Each of these fields may occur in either of two formats quoted or unquoted:

	               * In the quoted form, the first character shall be the <less-than-sign> ( '<' ) character and the last character shall be the <greater-than-sign> ( '>' ) character. All characters between these quoting characters shall be alphanumeric characters from the portable character set in the current locale, the <plus-sign> ( '+' ) character, or the <hyphen-minus> ( '-' ) character. The std and dst fields in this case shall not include the quoting characters.

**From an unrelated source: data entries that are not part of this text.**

PR #4736, opened 2023-12-03
Improve V3Premit

gezalore:
- Enable creating constant pool entries for RHS of simple var = const assignments
- Never extract ArraySel (it's just pointer arithmetic)
- Remove unnecessary AstTraceInc precond child tree
- Always fully recurse expressions (fix transplanted from #4617)
- General cleanup

Overall the patch is performance neutral to slightly positive, but saves ~10% peak Verialtor memory usage due to not creating temporaries (which are later expanded) for any ArraySels.

### DIFF
--- a/src/V3Premit.cpp
+++ b/src/V3Premit.cpp
@@ -49,78 +49,39 @@ class PremitVisitor final : public VNVisitor {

	               * In the unquoted form, all characters in these fields shall be alphabetic characters from the portable character set in the current locale.

	          The interpretation of these fields is unspecified if either field is less than three bytes (except for the case when dst is missing), more than {TZNAME_MAX} bytes, or if they contain characters other than those specified.

and the Portable Character Set:

	http://pubs.opengroup.org/onlinepubs/9699919799/basedefs/V1_chap06.html

is a subset of ASCII, so no accented Roman-alphabet letters, no non-Roman-alphabet letters, no CJK characters, etc..

However, the "std" and "dst" there refer to the contents of the TZ environment variable when it's a standard POSIX setting.  For a POSIX setting, the tzdb abbreviations aren't used, the values from the environment variable are used.

So it's not clear what constraints, if any, are placed on the members of tzname[] if TZ is set to :{tzid} or just to {tzid}, e.g. :Europe/Berlin or Europe/Berlin.  If the "portable character set" limitation applies only to POSIX settings of TZ, tzname could be set to a string with arbitrary characters, such as "SEČ" (which comes from the CLDR file for Slovak; it's the abbreviation for Central European Standard time, although the Slovak for "standard" isn't part of the abbreviation).